PR #1211, opened 2026-01-20
Check (and minor fixes to) pre-executed notebooks that require SDF

olivialynn:
# Overview
- These were **run on data.lsdb.cloud** on a Large allocation (4.0 CPU, 16Gi RAM) 
  - (As of such, I did not re-run the non-RSP sections in `rubin_dp1.ipynb`)
- **Legacy API Catalog.dropna has been removed** from:
  - `using_rubin_data.ipynb` 
  - (note: neither use of `dropna` was removed in `visualize_periodic_lcs.ipynb`, as that turned out to be non-Catalog calls)
- **Dask parameters were re-tuned** in the following notebooks, so they could be run to completion on a Large allocation on the RSP (which, of course, is not so large...):
  - `rubin_dp1_vsx.ipynb`
  - `visualize_periodic_lcs.ipynb`
- **"Author" and "last run" sections were added** where needed, and **"last run" sections were updated** to current dates
- **Catalog paths were updated** to match slight but breaking changes in our naming schemes:
  - `vsx_2025-03-21/vsx/` → `vsx` in `rubin_dp1_vsx.ipynb`
  - `object_photoz_no_mags` → `object_photoz` in `rubin_dp1_photoz.ipynb`

### Dask parameters for rubin_dp1_vsx
I tested:
- workers=8, memory_limit=auto
- workers=4, memory_limit=auto 
- **workers=4, memory_limit=4GB (what I picked, and shown below)** 
- workers=8, memory_limit=2GB (workers started getting killed/restarted here) 

The first 3 options seemed pretty similar, with 4 workers/4GB memory_limit being the fastest, so I went with that—though, it did still give more of a red-heavy task stream than might be preferred (?)
Screenshot 2026-01-07 at 10 40 21 AM

### Dask parameters for visualize_periodic_lcs
**I reduced the workers from 20 to 4** so the notebook could run on a standard large partition (4.0 CPU, 16Gi RAM) , but this does create some cluttered output when we first start the client. 

Maybe this could be fine-tuned away? Not sure if that's possible; not sure if that's worth the time—but happy to look into it if someone thinks it is.


nevencaplar:
That is good. Whatever it takes to remove superfluous DASK output. You didnt mention doing the same in `Cross-matching with Variable Star Index catalog`, just making sure that it is removed in all notebooks.

delucchi-cmu (approved):

PR #1213, opened 2026-01-21
Fix landing page

nevencaplar:
One of my previous pull has modified the landing page for documentation. This reverts to original state. 

Previous state:
image_2026-01-20_165631268

After state:
Screenshot 2026-01-20 at 4 57 37 PM


wilsonbb (approved):
This looks good to me

There are pre-commit failures from mypy but they seem un-related to this PR

Issue #1222, opened 2026-01-23
Use PyPI source for conda-forge receipts


hombit:
Pretty often we have a problem with SHA256 mismatch when releasing conda packages, example:
https://github.com/conda-forge/hats-feedstock/pull/61/changes/ff3f45eb171a020d819aa665494c7642b02f3cf5

We should switch from github to pypi as a package source, this will fix the issue. See example in lightcurvelynx repo:
https://github.com/conda-forge/lightcurvelynx-feedstock/blob/main/recipe/meta.yaml

PR #1231, opened 2026-01-27
Copy small_sky_order1_default_columns/dataset and regenerate metadata

### LINKED ISSUE #1230: Some test data is missed from .tar.gz on PyPI
**Bug report**

Switching conda-forge LSDB receipt to use PyPI source fails because symlinked test-data is missed from the PyPI .tar.gz distribution:
https://github.com/conda-forge/lsdb-feedstock/pull/81#issuecomment-3807751050

Also symlinks don't properly work on Windows.

We should copy `tests/data/small_sky_order1_default_columns/dataset` folder instead of symlinking it.

**Environment Information**

<details>
<summary>Traceback</summary>

FILL IN YOUR STACK TRACE HERE

</details>

**Before submitting**
Please check the following:

- [ ] I have included information about my environment, including the version of this package (e.g. `lsdb.__version__`)

hombit:
It copies the dataset instead of linking it, so the data finds its way to the .tar.gz file posted on PyPI. I haven't regenerated all the test data; let me know if I should.

Closes #1230 and enables https://github.com/conda-forge/lsdb-feedstock/pull/81 and #1222


camposandro (approved):
Looks good!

______________________________

▸ PROBLEM REQUIREMENTS: Reproduce only the lines above spanning from the line containing "Pretty often we" through the line containing "We should switch", word for word.

▸ OUTPUT OF THE EXERCISE:
Pretty often we have a problem with SHA256 mismatch when releasing conda packages, example:
https://github.com/conda-forge/hats-feedstock/pull/61/changes/ff3f45eb171a020d819aa665494c7642b02f3cf5

We should switch from github to pypi as a package source, this will fix the issue. See example in lightcurvelynx repo:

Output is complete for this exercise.